Saved data entries
== Segment start ==

PR #997, opened 2026-01-31
Improve single-file uploads by not sending contents over the commit rpcs

mwylde:
In #989, alongside the v2 filesystem sink, we added a new feature: the ability to write single files to object storage, instead of multiparts. Why would we want this? Well, sometimes you just need to write a MB or two, and it's wasteful to do three API calls (initialize multipart, upload part, close multipart) when one could do.

But although single file uploads _sound_ simpler, there's actually some complexity here. In particular, we rely on multipart uploads as a convenient intermediate state store between checkpoints and commits. In other words, during checkpointing phase, we can upload all of the parts (clearing them from our local state), then to commit them we just need to send some metadata since all of the actual data has already been uploaded.

Why does this matter? We wanted to provide transactional/exactly-once guarantees for raw file uploads, without requiring a table format like delta or iceberg. But without some other consistency mechanism, the only "commit" operation is the actual file write. That means we need to defer it until the commit phase, because if we were to write it during checkpointing and then crashed, we would recover and might end up with duplicate or incorrect data.

But with single files, we no longer have the ability to effectively "stage" our data in object storage. The initial implementation worked around this by sending the in-progress single files as part of the commit messages. This works, but introduces a new problem: the commit messages are sent to the controller over gRPC and then broadcasted to all of the workers, again over gRPC. But sending actual file contents risked exceeding the max gRPC message size and was in any case quite wasteful.

This PR addresses that issue. We take two different strategies depending on whether we're using a table format or not:

1. If no table format, we store the in-progress single files in memory at checkpoint time and write them to state. In commit, each subtask is responsible for writing its own files by reading them from memory. This avoids writing them before the commit phase and making them available before we are sure they are the correct files to write.
2. If iceberg/delta, we write the files during checkpoint, then commit them to the catalog during the commit phase. We can't write the files in commit, because each subtask only has access to its own files, but we need some coordination to not commit to the catalog until all files have been written. (Note this does risk orphaning files on recovery, but this should be relatively rare and can be cleaned up by standard iceberg maintenance procedures).

Note that this is a breaking change for v2 state, hopefully the last one.

### DIFF
--- a/crates/arroyo-connectors/src/filesystem/sink/v2/mod.rs
+++ b/crates/arroyo-connectors/src/filesystem/sink/v2/mod.rs
@@ -438,7 +438,7 @@ impl<BBW: BatchBufferingWriter + Send + 'static> ArrowOperator for FileSystemSin
         if ctx.task_info.task_index == 0 {
             for s in state.into_values() {
                 for f in s.open_files {
-                    debug!(path = f.path, buffered_size = f.data.len(),
+                    debug!(path = f.path, buffered_size = f.data.0.len(),
                         state = ?f.state, "recovering and finishing open file");
 
                     let mut open_file = OpenFile::from_checkpoint(
--- a/crates/arroyo-connectors/src/filesystem/sink/v2/open_file.rs
+++ b/crates/arroyo-connectors/src/filesystem/sink/v2/open_file.rs
@@ -11,8 +11,8 @@ use crate::filesystem::sink::{
     BatchBufferingWriter, FsEventLogger, MultiPartWriterStats, split_into_parts,
 };
 use arrow::record_batch::RecordBatch;
-use arroyo_rpc::connector_err;
 use arroyo_rpc::errors::DataflowResult;
+use arroyo_rpc::{SerializableBytes, connector_err};
 use arroyo_storage::StorageProvider;
 use bytes::Bytes;
 use futures::FutureExt;
@@ -41,7 +41,7 @@ impl PendingSingleFile {
         InProgressFile {
             path: self.path.to_string(),
             total_size: self.bytes.len(),
-            data: self.bytes.to_vec(),
+            data: SerializableBytes(self.bytes.clone()),
             metadata: self.iceberg_metadata.clone(),
             state: InProgressFileState::SingleFileToFinish,
         }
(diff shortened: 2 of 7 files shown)


crates/arroyo-connectors/src/filesystem/sink/v2/mod.rs
```diff
@@ -629,14 +637,27 @@ impl<BBW: BatchBufferingWriter + Send + 'static> ArrowOperator for FileSystemSin
...
+                CommitPreparation::LocalCommit(pending) => {
+                    open_files.push(pending.as_checkpoint());
+                    self.active.pending_local_commits.push(pending);
+                }
+            }
+        }
+
+        // Wait for PerOperator single file uploads to complete
+        while let Some(result) = upload_futures.next().await {
+            files_to_commit.push(result?);
```
QnJ1c2kNCg, line 660: How good is our error traceability today? If `result` was an `Err` would it be easy to trace back?

crates/arroyo-connectors/src/filesystem/sink/v2/open_file.rs
```diff
@@ -21,6 +25,59 @@ use std::sync::Arc;
...
+    logger: FsEventLogger,
+}
+
+impl PendingSingleFile {
+    /// Returns checkpoint data for this pending file
+    pub fn as_checkpoint(&self) -> InProgressFile {
+        InProgressFile {
+            path: self.path.to_string(),
+            total_size: self.bytes.len(),
+            data: self.bytes.to_vec(),
```
QnJ1c2kNCg: Are we concerned about the performance impact of copying the data here?

mwylde: Good call out. We were copying because this struct needs to be serialized/deserialized with bincode, and Bytes (our reference-counted bytearray type) doesn't implement bincode traits, and due to the orphan rule we can't implement them ourselves. 

However, that's solvable by wrapping Bytes in a newtype and implementing the traits on that. I've gone ahead and taken that approach which removes this copy (although we still have to copy on deserialization due to how bincode works).

crates/arroyo-connectors/src/filesystem/sink/v2/mod.rs
mwylde: The errors are indicating where they come from, which I think is more useful than where they are expressed. We have a bunch of places where these futures might be polled, but the error come from the future itself and is not a property of where that future happened to have been polled.

QnJ1c2kNCg: Make sense!

crates/arroyo-connectors/src/filesystem/sink/v2/open_file.rs
QnJ1c2kNCg: Nice!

== Segment end ==

Once more, write out the entries exactly as they were written.

__THE COMPLETED TASK__:
PR #997, opened 2026-01-31
Improve single-file uploads by not sending contents over the commit rpcs

mwylde:
In #989, alongside the v2 filesystem sink, we added a new feature: the ability to write single files to object storage, instead of multiparts. Why would we want this? Well, sometimes you just need to write a MB or two, and it's wasteful to do three API calls (initialize multipart, upload part, close multipart) when one could do.

But although single file uploads _sound_ simpler, there's actually some complexity here. In particular, we rely on multipart uploads as a convenient intermediate state store between checkpoints and commits. In other words, during checkpointing phase, we can upload all of the parts (clearing them from our local state), then to commit them we just need to send some metadata since all of the actual data has already been uploaded.

Why does this matter? We wanted to provide transactional/exactly-once guarantees for raw file uploads, without requiring a table format like delta or iceberg. But without some other consistency mechanism, the only "commit" operation is the actual file write. That means we need to defer it until the commit phase, because if we were to write it during checkpointing and then crashed, we would recover and might end up with duplicate or incorrect data.

But with single files, we no longer have the ability to effectively "stage" our data in object storage. The initial implementation worked around this by sending the in-progress single files as part of the commit messages. This works, but introduces a new problem: the commit messages are sent to the controller over gRPC and then broadcasted to all of the workers, again over gRPC. But sending actual file contents risked exceeding the max gRPC message size and was in any case quite wasteful.

This PR addresses that issue. We take two different strategies depending on whether we're using a table format or not:

1. If no table format, we store the in-progress single files in memory at checkpoint time and write them to state. In commit, each subtask is responsible for writing its own files by reading them from memory. This avoids writing them before the commit phase and making them available before we are sure they are the correct files to write.
2. If iceberg/delta, we write the files during checkpoint, then commit them to the catalog during the commit phase. We can't write the files in commit, because each subtask only has access to its own files, but we need some coordination to not commit to the catalog until all files have been written. (Note this does risk orphaning files on recovery, but this should be relatively rare and can be cleaned up by standard iceberg maintenance procedures).

Note that this is a breaking change for v2 state, hopefully the last one.

### DIFF
--- a/crates/arroyo-connectors/src/filesystem/sink/v2/mod.rs
+++ b/crates/arroyo-connectors/src/filesystem/sink/v2/mod.rs
@@ -438,7 +438,7 @@ impl<BBW: BatchBufferingWriter + Send + 'static> ArrowOperator for FileSystemSin
         if ctx.task_info.task_index == 0 {
             for s in state.into_values() {
                 for f in s.open_files {
-                    debug!(path = f.path, buffered_size = f.data.len(),
+                    debug!(path = f.path, buffered_size = f.data.0.len(),
                         state = ?f.state, "recovering and finishing open file");
 
                     let mut open_file = OpenFile::from_checkpoint(
--- a/crates/arroyo-connectors/src/filesystem/sink/v2/open_file.rs
+++ b/crates/arroyo-connectors/src/filesystem/sink/v2/open_file.rs
@@ -11,8 +11,8 @@ use crate::filesystem::sink::{
     BatchBufferingWriter, FsEventLogger, MultiPartWriterStats, split_into_parts,
 };
 use arrow::record_batch::RecordBatch;
-use arroyo_rpc::connector_err;
 use arroyo_rpc::errors::DataflowResult;
+use arroyo_rpc::{SerializableBytes, connector_err};
 use arroyo_storage::StorageProvider;
 use bytes::Bytes;
 use futures::FutureExt;
@@ -41,7 +41,7 @@ impl PendingSingleFile {
         InProgressFile {
             path: self.path.to_string(),
             total_size: self.bytes.len(),
-            data: self.bytes.to_vec(),
+            data: SerializableBytes(self.bytes.clone()),
             metadata: self.iceberg_metadata.clone(),
             state: InProgressFileState::SingleFileToFinish,
         }
(diff shortened: 2 of 7 files shown)


crates/arroyo-connectors/src/filesystem/sink/v2/mod.rs
```diff
@@ -629,14 +637,27 @@ impl<BBW: BatchBufferingWriter + Send + 'static> ArrowOperator for FileSystemSin
...
+                CommitPreparation::LocalCommit(pending) => {
+                    open_files.push(pending.as_checkpoint());
+                    self.active.pending_local_commits.push(pending);
+                }
+            }
+        }
+
+        // Wait for PerOperator single file uploads to complete
+        while let Some(result) = upload_futures.next().await {
+            files_to_commit.push(result?);
```
QnJ1c2kNCg, line 660: How good is our error traceability today? If `result` was an `Err` would it be easy to trace back?

crates/arroyo-connectors/src/filesystem/sink/v2/open_file.rs
```diff
@@ -21,6 +25,59 @@ use std::sync::Arc;
...
+    logger: FsEventLogger,
+}
+
+impl PendingSingleFile {
+    /// Returns checkpoint data for this pending file
+    pub fn as_checkpoint(&self) -> InProgressFile {
+        InProgressFile {
+            path: self.path.to_string(),
+            total_size: self.bytes.len(),
+            data: self.bytes.to_vec(),
```
QnJ1c2kNCg: Are we concerned about the performance impact of copying the data here?

mwylde: Good call out. We were copying because this struct needs to be serialized/deserialized with bincode, and Bytes (our reference-counted bytearray type) doesn't implement bincode traits, and due to the orphan rule we can't implement them ourselves. 

However, that's solvable by wrapping Bytes in a newtype and implementing the traits on that. I've gone ahead and taken that approach which removes this copy (although we still have to copy on deserialization due to how bincode works).

crates/arroyo-connectors/src/filesystem/sink/v2/mod.rs
mwylde: The errors are indicating where they come from, which I think is more useful than where they are expressed. We have a bunch of places where these futures might be polled, but the error come from the future itself and is not a property of where that future happened to have been polled.

QnJ1c2kNCg: Make sense!

crates/arroyo-connectors/src/filesystem/sink/v2/open_file.rs
QnJ1c2kNCg: Nice!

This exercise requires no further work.